Jingkai Sun
Publications
MeshMimic: Geometry-Aware Humanoid Motion Learning through 3D Scene Reconstruction
Humanoid motion control has witnessed significant breakthroughs in recent years, with deep reinforcement learning (RL) emerging as a primary catalyst for achieving complex, human-like behaviors. However, the high dimensionality and intricate dynamics of humanoid robots make manual motion design impractical, leading to a heavy reliance on expensive motion capture (MoCap) data. These datasets are not only costly to acquire but also frequently lack the necessary geometric context of the surrounding physical environment. Consequently, existing motion synthesis frameworks often suffer from a decoupling of motion and scene, resulting in physical inconsistencies such as contact slippage or mesh penetration during terrain-aware tasks. In this work, we present MeshMimic, an innovative framework that bridges 3D scene reconstruction and embodied intelligence to enable humanoid robots to learn coupled "motion-terrain" interactions directly from video. By leveraging state-of-the-art 3D vision models, our framework precisely segments and reconstructs both human trajectories and the underlying 3D geometry of terrains and objects. We introduce an optimization algorithm based on kinematic consistency to extract high-quality motion data from noisy visual reconstructions, alongside a contact-invariant retargeting method that transfers human-environment interaction features to the humanoid agent. Experimental results demonstrate that MeshMimic achieves robust, highly dynamic performance across diverse and challenging terrains. Our approach proves that a low-cost pipeline utilizing only consumer-grade monocular sensors can facilitate the training of complex physical interactions, offering a scalable path toward the autonomous evolution of humanoid robots in unstructured environments.

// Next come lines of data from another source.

PR #3064, opened 2021-04-09
[RunAllTests] Attempt to fix GitHub actions cache flake

BenHenning:
## Explanation
Flakes like [this](https://github.com/oppia/oppia-android/runs/2300787189?check_suite_focus=true) are now being observed after caching was introduced in #3035:

```
Error: Unable to process file command 'env' successfully.
Error: Invalid environment variable format 'util'
```

The variable format change probably won't make a difference, it's just a "correctness" thing per what I saw others doing. I'm hoping that using a bash shell will help, but I'm not confident. It's weird because it seems like echo is outputting the wrong data.

This fix is just experimental--I haven't actually found anyone hitting this problem yet.

### DIFF
--- a/.github/workflows/unit_tests.yml
+++ b/.github/workflows/unit_tests.yml
@@ -86,7 +86,8 @@ jobs:
           echo "Test target: $TEST_TARGET"
           TEST_CATEGORY=$(echo "$TEST_TARGET" | grep -oP 'org/oppia/android/(.+?)/' | cut -f 4 -d "/")
           echo "Test category: $TEST_CATEGORY"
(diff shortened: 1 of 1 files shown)


BenHenning:
Reopening to kick-off full Bazel test run to see if the issue can repro (chances are we'll need to wait for a few runs after merging this PR to be sure it actually fixed the problem).

BenHenning:
Aha! This has nothing to do with GitHub. It's the same issue as https://github.com/oppia/oppia-android/issues/2691#issuecomment-816322355 just manifesting itself differently. Closing this since it's not actually relevant.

Learning Human-Like Badminton Skills for Humanoid Robots
Realizing versatile and human-like performance in high-demand sports like badminton remains a formidable challenge for humanoid robotics. Unlike standard locomotion or static manipulation, this task demands a seamless integration of explosive whole-body coordination and precise, timing-critical interception. While recent advances have achieved lifelike motion mimicry, bridging the gap between kinematic imitation and functional, physics-aware striking without compromising stylistic naturalness is non-trivial. To address this, we propose Imitation-to-Interaction, a progressive reinforcement learning framework designed to evolve a robot from a "mimic" to a capable "striker." Our approach establishes a robust motor prior from human data, distills it into a compact, model-based state representation, and stabilizes dynamics via adversarial priors. Crucially, to overcome the sparsity of expert demonstrations, we introduce a manifold expansion strategy that generalizes discrete strike points into a dense interaction volume. We validate our framework through the mastery of diverse skills, including lifts and drop shots, in simulation. Furthermore, we demonstrate the first zero-shot sim-to-real transfer of anthropomorphic badminton skills to a humanoid robot, successfully replicating the kinetic elegance and functional precision of human athletes in the physical world.